A homeomorphism $h: (X,d_1) \rightarrow (Y,d_2)$ is a bijection between two metric spaces $(X,d_1)$ and $(Y,d_2)$ such that $h$ maps open balls of $X$ to the interior of open balls of $Y$ and $h^{-1}$ maps open balls of $Y$ to the interior of open balls of $X$. It is also true that $h$ maps open sets of $X$ to open sets of $Y$, and $h^{-1}$ maps open sets of $Y$ to open sets of $X$. The open sets of metric spaces are either open balls or unions of open balls.
Is it true that, for a homeomorphism, the image of an open ball of $X$ must be an open ball of $Y$? Does the answer change if both metric spaces are compact?
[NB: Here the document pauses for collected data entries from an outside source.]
PR #1138, opened 2023-08-28
make floating windows stay on top of maximized windows

### LINKED ISSUE #943: Fullschreen mode stacking order setting
### Describe the enhancement

My main applications spawn allot of windows where i need to configure things.

Currently the fullshreen window always tries to stay on top which is incredibly annoying.
It whould be great if there where options to change the stacking order for fullschreen windows, preferably in the window_rules.

Preferably something like
```rust
    window_rules: [
        ( window_class: "Houdini FX", spawn_floating:  true , fs_stackorder : back),
    ],
```

BKSalman:
# Description

in my #1121 PR I meant to make floating windows go on top of maximized windows at all times, had some regression in this regard in #1126 

Fixes #943

## Type of change

nuffin

# Checklist:

### DIFF
--- a/leftwm-core/src/models/tag.rs
+++ b/leftwm-core/src/models/tag.rs
@@ -246,6 +246,7 @@ impl Tag {
             .iter_mut()
             .find(|w| w.has_tag(&self.id) && w.is_maximized())
         {
+            // Update maximized window
             window.set_visible(true);
             window.normal = Xyhw::from(workspace.rect());
             let handle = window.handle;
@@ -260,10 +261,12 @@ impl Tag {
                     w.set_visible(true);
                 });
 
-            // Update the location and visibility of non-normal + non-maximized windows.
+            // Update all windows except normal non-floating windoows and maximized window
             windows
                 .iter_mut()
-                .filter(|w| w.has_tag(&self.id) && !w.is_normal() && !w.is_maximized())
+                .filter(|w| {
+                    w.has_tag(&self.id) && (!w.is_normal() || w.floating()) && !w.is_maximized()
+                })
                 .for_each(|w| {
                     w.set_visible(true);
                     // Don't change docks and desktop xyhw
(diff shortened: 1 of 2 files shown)


VuiMuich:
@BKSalman Have you checked how much freedom there is in the xorg specs to define additional layers? I have a vague memory, that six was matching the specs exactly.
I would prefer to work out of specs or explicitly specified allowance to to extend the default specs.

BKSalman:
> Have you checked how much freedom there is in the xorg specs to define additional layers? 

honestly I haven't checked, it just made sense to me to do this

I will check if this is allowed or not

BKSalman:
> Layered stacking order

> Some window managers keep the toplevel windows not in a single linear stack, but subdivide the stack into several layers. There is a lot of variation among the features of layered stacking order implementations. The number of layers may or may not be fixed. The layer of a toplevel window may be explicit and directly modifiable or derived from other properties of the window, e.g. the type of the window. The stacking order may or may not be strict, i.e. not allow the user to raise or lower windows beyond their layer. 

reference: https://specifications.freedesktop.org/wm-spec/latest/ar01s02.html#idm46635829501088

does this mean it can be any number of layers?

VuiMuich:
👍 I'd say yes. And if I understand correctly it might even allow for custom order, like having a config option setting up stacking preferences/rules, which is very interesting imo.

VuiMuich:
Thanks and BTW congrats on the iconic PR number :grinning:

BKSalman:
Thank you for merging ( and for tolerating me :) )

> on the iconic PR number

umm, I'm not cultured enough to know this lol...

VuiMuich:
Iirc 1138 was the first (or one of the first) films by Geoerge Lucas and therefore got multiple times referenced in Star Wars and Indiana Jones movies.

BKSalman:
> Iirc 1138 was the first (or one of the first) films by Geoerge Lucas and therefore got multiple times referenced in Star Wars and Indiana Jones movies.

aah I see!

> Btw: We are not tolerating you, we appreciate your contributions a lot. In times like these, where the core team is occupied by other projects, its contributors like you who keep projects going and make it feel alive.

I appreciate your efforts too! thank you for this awesome window manager (pun not intended)

PR #1140, opened 2023-09-03
Flake fix + flake mold addition

BKSalman:
# Description

I was checking the output of `leftwm state` on my machine and it was showing workspaces with empty `output` field, so I read the code, and saw that only xrandr supports screen names, so I added xrandr to the flake.

another addition I did to the flake is adding [mold](https://github.com/rui314/mold), which is a faster linker, the way it's added is quite hacky, but it works.

@VuiMuich @vesdev could you please test it on your machine to make sure it actually works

COMMENT: The convoluted counter-scenario I'm imagining is that $h$ could map an open ball of $X$ into a union of some open balls of $Y$ that isn't itself an open ball, but is contained within some other open ball in $Y$.
Best Answer
No, it is not true. Take, for instance, the identity map from $(\Bbb R^2,d_1)$ onto $(\Bbb R^2,d_2)$, with$$d_1\bigl((x_1,x_2),(y_1,y_2)\bigr)=|x_1-y_1|+|x_2-y_2|$$and$$d_2\bigl((x_1,x_2),(y_1,y_2)\bigr)=\sqrt{(x_1-y_1)^2+(x_2-y_2)^2}.$$It is a homeomorphism, but the open balls on the left are squares, whereas the open balls on the right are disks. And compacity changes nothing.